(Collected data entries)
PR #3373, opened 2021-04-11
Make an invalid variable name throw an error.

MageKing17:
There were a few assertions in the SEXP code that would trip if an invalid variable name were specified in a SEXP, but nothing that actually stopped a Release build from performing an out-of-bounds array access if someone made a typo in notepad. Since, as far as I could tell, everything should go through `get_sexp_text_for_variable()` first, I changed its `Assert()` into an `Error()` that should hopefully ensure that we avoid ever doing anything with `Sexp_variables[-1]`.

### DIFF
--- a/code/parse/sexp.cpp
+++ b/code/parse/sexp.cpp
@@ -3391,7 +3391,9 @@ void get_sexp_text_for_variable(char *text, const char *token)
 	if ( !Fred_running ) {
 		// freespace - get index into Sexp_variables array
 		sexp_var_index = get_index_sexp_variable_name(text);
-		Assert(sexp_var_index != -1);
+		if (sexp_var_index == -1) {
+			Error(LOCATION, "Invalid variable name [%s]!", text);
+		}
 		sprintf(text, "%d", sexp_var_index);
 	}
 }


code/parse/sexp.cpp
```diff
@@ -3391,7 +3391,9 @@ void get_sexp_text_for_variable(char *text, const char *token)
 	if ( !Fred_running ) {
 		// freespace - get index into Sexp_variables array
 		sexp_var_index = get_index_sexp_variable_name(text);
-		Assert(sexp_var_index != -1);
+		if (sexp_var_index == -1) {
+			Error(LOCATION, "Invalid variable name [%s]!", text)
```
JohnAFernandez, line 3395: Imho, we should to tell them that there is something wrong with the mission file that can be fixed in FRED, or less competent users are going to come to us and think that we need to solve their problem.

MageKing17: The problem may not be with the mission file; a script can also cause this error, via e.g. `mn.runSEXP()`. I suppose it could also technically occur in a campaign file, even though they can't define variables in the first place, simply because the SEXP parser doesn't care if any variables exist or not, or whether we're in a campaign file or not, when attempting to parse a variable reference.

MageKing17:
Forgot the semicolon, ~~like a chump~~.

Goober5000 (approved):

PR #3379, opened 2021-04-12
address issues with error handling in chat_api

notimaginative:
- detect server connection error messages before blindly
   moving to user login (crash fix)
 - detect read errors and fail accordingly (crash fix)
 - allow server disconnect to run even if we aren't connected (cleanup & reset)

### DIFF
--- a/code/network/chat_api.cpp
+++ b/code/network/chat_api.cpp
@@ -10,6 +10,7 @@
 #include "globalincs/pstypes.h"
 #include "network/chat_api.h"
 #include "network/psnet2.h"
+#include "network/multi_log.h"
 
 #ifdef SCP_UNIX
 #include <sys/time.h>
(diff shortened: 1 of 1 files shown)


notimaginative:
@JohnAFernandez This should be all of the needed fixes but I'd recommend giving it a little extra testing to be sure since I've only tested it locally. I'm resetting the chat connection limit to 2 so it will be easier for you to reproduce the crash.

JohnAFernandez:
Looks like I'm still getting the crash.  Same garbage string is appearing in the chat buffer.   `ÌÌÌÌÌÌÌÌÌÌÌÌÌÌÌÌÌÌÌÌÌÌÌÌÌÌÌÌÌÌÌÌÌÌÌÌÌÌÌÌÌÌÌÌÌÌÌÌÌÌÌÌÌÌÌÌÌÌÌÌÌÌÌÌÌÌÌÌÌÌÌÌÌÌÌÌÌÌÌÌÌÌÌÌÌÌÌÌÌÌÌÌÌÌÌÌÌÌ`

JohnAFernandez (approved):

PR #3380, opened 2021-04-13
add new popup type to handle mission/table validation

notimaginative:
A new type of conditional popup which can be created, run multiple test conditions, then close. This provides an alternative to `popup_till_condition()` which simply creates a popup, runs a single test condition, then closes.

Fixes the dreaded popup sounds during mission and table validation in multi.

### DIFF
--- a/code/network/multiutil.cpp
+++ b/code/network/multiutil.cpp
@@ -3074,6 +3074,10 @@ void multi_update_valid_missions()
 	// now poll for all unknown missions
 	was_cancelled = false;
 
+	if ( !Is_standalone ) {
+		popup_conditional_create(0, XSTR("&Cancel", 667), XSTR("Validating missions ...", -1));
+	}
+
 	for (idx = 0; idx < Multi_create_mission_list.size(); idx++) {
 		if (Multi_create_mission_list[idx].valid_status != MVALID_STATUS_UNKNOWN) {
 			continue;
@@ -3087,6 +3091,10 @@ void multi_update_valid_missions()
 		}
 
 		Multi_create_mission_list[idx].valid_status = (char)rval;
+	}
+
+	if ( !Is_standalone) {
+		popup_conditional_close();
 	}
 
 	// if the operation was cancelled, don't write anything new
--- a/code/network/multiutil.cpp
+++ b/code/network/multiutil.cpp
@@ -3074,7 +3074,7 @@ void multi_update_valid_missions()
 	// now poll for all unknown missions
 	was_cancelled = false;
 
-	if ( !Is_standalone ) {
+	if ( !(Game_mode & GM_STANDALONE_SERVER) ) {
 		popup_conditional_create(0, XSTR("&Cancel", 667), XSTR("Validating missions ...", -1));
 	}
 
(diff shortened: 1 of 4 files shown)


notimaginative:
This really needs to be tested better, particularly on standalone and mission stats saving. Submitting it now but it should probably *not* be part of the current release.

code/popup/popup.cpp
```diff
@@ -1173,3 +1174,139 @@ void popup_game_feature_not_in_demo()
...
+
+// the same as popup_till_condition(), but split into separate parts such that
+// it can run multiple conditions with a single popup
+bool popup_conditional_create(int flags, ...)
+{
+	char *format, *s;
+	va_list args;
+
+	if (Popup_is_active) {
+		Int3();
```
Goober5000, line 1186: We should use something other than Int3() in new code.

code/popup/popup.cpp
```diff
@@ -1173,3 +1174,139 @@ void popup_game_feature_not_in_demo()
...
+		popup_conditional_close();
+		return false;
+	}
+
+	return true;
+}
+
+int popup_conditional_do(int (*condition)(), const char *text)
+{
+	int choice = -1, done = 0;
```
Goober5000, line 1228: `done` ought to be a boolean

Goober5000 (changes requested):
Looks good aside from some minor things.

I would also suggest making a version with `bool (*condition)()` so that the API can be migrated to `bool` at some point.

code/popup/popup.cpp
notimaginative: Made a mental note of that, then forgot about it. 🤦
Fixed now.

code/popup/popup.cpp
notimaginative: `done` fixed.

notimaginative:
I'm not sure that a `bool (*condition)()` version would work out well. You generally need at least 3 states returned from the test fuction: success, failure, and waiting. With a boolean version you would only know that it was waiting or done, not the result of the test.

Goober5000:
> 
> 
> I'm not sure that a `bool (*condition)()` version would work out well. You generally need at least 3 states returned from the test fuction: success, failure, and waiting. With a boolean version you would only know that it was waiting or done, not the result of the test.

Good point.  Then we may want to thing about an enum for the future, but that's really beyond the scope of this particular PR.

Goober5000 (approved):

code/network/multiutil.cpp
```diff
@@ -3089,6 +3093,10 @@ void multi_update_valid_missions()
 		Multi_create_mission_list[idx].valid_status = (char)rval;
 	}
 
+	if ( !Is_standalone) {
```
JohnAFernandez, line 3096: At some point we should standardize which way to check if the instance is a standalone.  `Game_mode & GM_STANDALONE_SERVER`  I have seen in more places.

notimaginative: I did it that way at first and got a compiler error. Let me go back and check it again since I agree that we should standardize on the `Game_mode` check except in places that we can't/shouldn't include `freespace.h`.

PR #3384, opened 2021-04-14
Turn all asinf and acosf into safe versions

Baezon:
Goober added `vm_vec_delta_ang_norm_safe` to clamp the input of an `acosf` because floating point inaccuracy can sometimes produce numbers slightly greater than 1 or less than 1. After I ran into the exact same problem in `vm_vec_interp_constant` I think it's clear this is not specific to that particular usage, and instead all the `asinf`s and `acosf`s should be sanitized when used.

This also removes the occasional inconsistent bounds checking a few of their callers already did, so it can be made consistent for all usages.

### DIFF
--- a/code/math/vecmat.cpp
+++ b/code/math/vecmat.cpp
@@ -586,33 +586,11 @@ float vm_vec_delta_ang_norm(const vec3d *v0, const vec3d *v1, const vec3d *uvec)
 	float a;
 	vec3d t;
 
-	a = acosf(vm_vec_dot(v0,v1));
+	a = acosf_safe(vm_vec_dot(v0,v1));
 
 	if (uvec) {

# [WHAT IS BEING ASKED]
Copy out each line from the preceding entries that mentions the word "validation".

# [EXERCISE ANSWER]
add new popup type to handle mission/table validation
Fixes the dreaded popup sounds during mission and table validation in multi.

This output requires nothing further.